10 Highlights from Sleep + Eat London
As Europe’s hospitality design community headed to
London on November 20-21 for Sleep + Eat at the
Olympia London exhibition center, the continent’s hotel industry continued to experience record growth,
with occupancy, rates, and total guest room revenue at their highest
since 2011, according to accounting firm Price Waterhouse Coopers. The annual hospitality design trade
show recently added ‘Eat’ to its name for a new focus on
restaurants and bars. As in previous years, the event offered
designers the opportunity to create concept spaces—Sleep and Eat
Sets—that offer a glimpse at what the future holds for hospitality
design. This year, the designers each collaborated with a non-hotel
brand, ranging from London’s Natural History Museum to a local soccer
club. Here are 10 of our favorite finds, including a concept nightclub that pays tribute to London’s clubs and a bathroom with a jungle bursting out of its walls.
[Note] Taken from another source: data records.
PR #1183, opened 2015-07-22
Use Unix-style line endings.

rohitagr:
Furthermore, add a .gitattributes file to enforce Unix-style linebreaks on all text files. Currently, most files are using Unix-style linebreaks, but some use Windows-style CRLF.


kcooney:
This will, unfortunately, result in this change being associated with all of the changes for these files, which makes "blame" less useful.

rschmitt:
`git blame -w`

rohitagr:
As @rschmitt said, this is not a problem from the command line, but it appears github's blame doesn't support ignoring whitespace. Should I abandon this?

kcooney:
It looks like it should be possible to "grandfather" the existing files that have CRLF endings, but require all other existing and new files to use LF endings. Can we do that?

kcooney:
I think `.gitattributes` supports specifying an override for the line endings for specific files, so I'd like to do that.

marcphilipp:
Replaced by #1405.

A crackdown on licensing has shuttered many of London’s legendary
clubs. Designer Shalini Misra‘s Eat Set
gives the genre a 1980s-inspired tribute with the Technostalgia Nightclub,
a celebration of neon colors, geometric patterns, glossy surfaces,
and optical illusions.
Proving white porcelain isn’t the only basin in town, bathroom
manufacturer Alape introduces Terra and Aqua—a series of matte and glossy sink finishes—for a total of eight new nature-inspired hues.
What happens when a designer teams up with a soccer club? In the case
of this Sleep Set by Angela Dapper, partner at Denton Corker Marshall, deep claret lacquered walls
contrasting with a sunny yellow-lacquered bathroom. Those are the team
colors of London’s West Ham United.
A lush jungle of hanging plants bursts from the walls—papered in Tropical Clouded
Leopard by Timourous Beasties—at the Sleep Set by Hirsch Bedner Associates in association with the
Natural History Museum of London.
Dessert is a guilty pleasure—and so is a selfie. Or so thought Ed Ng
and Terence Ngan, cofounders at AB Concept.
At their Sleep Set, created in partnership with French pastry chef and
chocolatier Pierre Hermé, perfectly
decadent pastries (some real, others fake yet ingeniously smelling
real) are revealed in hidden nooks of a winding space centered by a
selfie-focused seating area. Here, flattering lighting combines with
wall-mounted macaroon-like circular mirrors above a curved sofa.
Rolling this polished aluminum and matte-black fabric sculptural disc—the Beosound Edge wireless speaker by Michael Anastassiades
for Bang & Olufsen—forwards or backwards
ingeniously adjusts the volume.
For his Cosmos light for Quasar Holland, Jan
Pauwels designed grids of brass to stand alone or mesh together to
illuminate wider surface areas. Brass’s status as a conducting
material means no wires are needed for the tiny pinhead LEDs.
Architect and designer Yasmine Mahmoudieh‘s collaboration with Penguin Books led to a
bathroom of completely custom furnishings inspired by “Elizabeth and
Her German Garden,” a novel by Elizabeth von Arnim first published in
1898.
Through an exploration of natural dying processes, Crème founder Jun Aizaki developed timber
dyed a dusty indigo blue, which he used to distinguish the Sleeper
Bar, an Eat Set serving as a centrally-located meeting point.
Starling murmuration is captured in the canvas-dyed injection carpet
Upward Tile VT47745, part of the Synchronize collection from Shaw Hospitality.